Start of Block
PR #3151, opened 2026-09-10
fix(agent): restore pane tab strip + header layout, and drop the remaining new-tab flash

GenericAgentX-asaf:
## Summary

Follow-up to #3136. Two of these are **regressions #3136 shipped** (it was merged before these fixes were pushed — my fault, they were sitting uncommitted locally); the third is the remaining flash the repo owner found once switching was working.

**1. The tab strip vanished from every agent pane (regression, severe).** Chrome was gated on `NodeModel.hasEverBeenMultiMember` — but `AgentPaneChrome` owns the tab strip, the tab strip owns the **"+"** button, and "+" is the only way to reach a 2nd stack member. So a single-member pane rendered no strip, no "+", and could never become multi-member: the whole feature was unreachable, and existing panes lost their strip. Chrome now hoists for **every** agent pane. The strip's own visibility rules (`shouldShowTabStrip`) are unchanged and still live inside chrome. `hasEverBeenMultiMember` is removed entirely (no other consumer). The `hoisted` memo is latched instead, since `effectiveViewType()` reads the active member's block meta and is briefly undefined while a newly-activated member loads.

**2. The header rendered as unstyled, vertically-stacked divs (regression).** `block.scss` only ever wrote `.block-frame-default-header`'s ruleset nested inside `.block.block-frame-default .block-frame-default-inner`, so reusing `BlockFrame_Header` outside that ancestor chain matched none of it. Extracted to a shared mixin (`frontend/app/mixins.scss`), applied in both places — the original nesting is preserved verbatim, so its compiled selector and specificity are unchanged.

**3. "+" still flashed.** `handleNewAgentTab` held `holdLeafRevealGate` for the whole `pane.open` round trip. That gate existed because `pushBlockOntoStack` used to force a whole-leaf remount; it doesn't anymore, so the gate had stopped protecting anything and started *causing* the flash — `gatingNodeIds()` hides the whole node, so chrome blinked out and back despite nothing about it rebuilding. Content settle is still covered by `Block`'s own ready-gate cross-fade.

## Why #3136's tests didn't catch 1 or 2

They cover the hoisted-vs-passthrough routing decision with a stubbed chrome renderer — they never assert the strip's "+" stays reachable, and they can't see CSS at all. Both were only findable by looking at the running app, which is what happened.

## Test plan

- [x] `npx vitest run` — 3900 passing / 3 skipped, against current main.
- [x] Tab **switching** confirmed fixed live by the repo owner (that part of #3136 works).
- [ ] Still needs a live check on this branch: strip + header render correctly, and **"+"** no longer flashes the header/strip while the new tab's own content still fades in.


a5af:
@codex review

GenericAgentX-asaf:
All three addressed in 14a9fb0e8.

1. **Dropped `--accent-color` fallback** — you're right that it contradicted the "zero behavior change" claim, so I've stopped claiming it. Kept the drop (block.scss is grandfathered in `.stylelintignore` for that pre-existing raw hex; `mixins.scss` isn't, so carrying it would newly fail `color-no-hex`) and documented it inline as the one deliberate deviation, with why it's safe: `--accent-color` is defined unconditionally in `theme.scss` and only ever overridden, never unset, so the fallback arm was unreachable.
2. **Stale `hasEverBeenMultiMember` comments** — updated all of them across both files. The two remaining mentions in `pane-leaf-chrome.tsx` are deliberate: they're in the `hoisted` memo explaining what the field was and why gating on it was a catch-22.
3. **Unused `createEffect` import** — removed.

GenericAgentX-asaf:
All three addressed in f5c141f7e — thanks both; the drag-preview one was caught independently by ReAgent (P1) and Codex (P2).

**1. Drag previews lost their header.** `noHeader` was unconditionally `true`, but `renderPreview` builds a plain `<Block preview>` with the raw leaf nodeModel and no chrome around it. `pane-leaf-chrome.tsx` now tags the wrapper it passes to hoisted content (`paneChromeHoisted`) and `noHeader` reads that — true only where something above really is rendering a replacement header. Fixed this way rather than making `blockframe.tsx` ignore `noHeader` in preview mode, since that would also have changed `LauncherViewModel`'s deliberate always-headerless behavior.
End of Block
▶ Work order:
Only lines with the word "catch" go in the answer. Take them all from the entries above.

▶ Answer section:
## Why #3136's tests didn't catch 1 or 2
2. **Stale `hasEverBeenMultiMember` comments** — updated all of them across both files. The two remaining mentions in `pane-leaf-chrome.tsx` are deliberate: they're in the `hoisted` memo explaining what the field was and why gating on it was a catch-22.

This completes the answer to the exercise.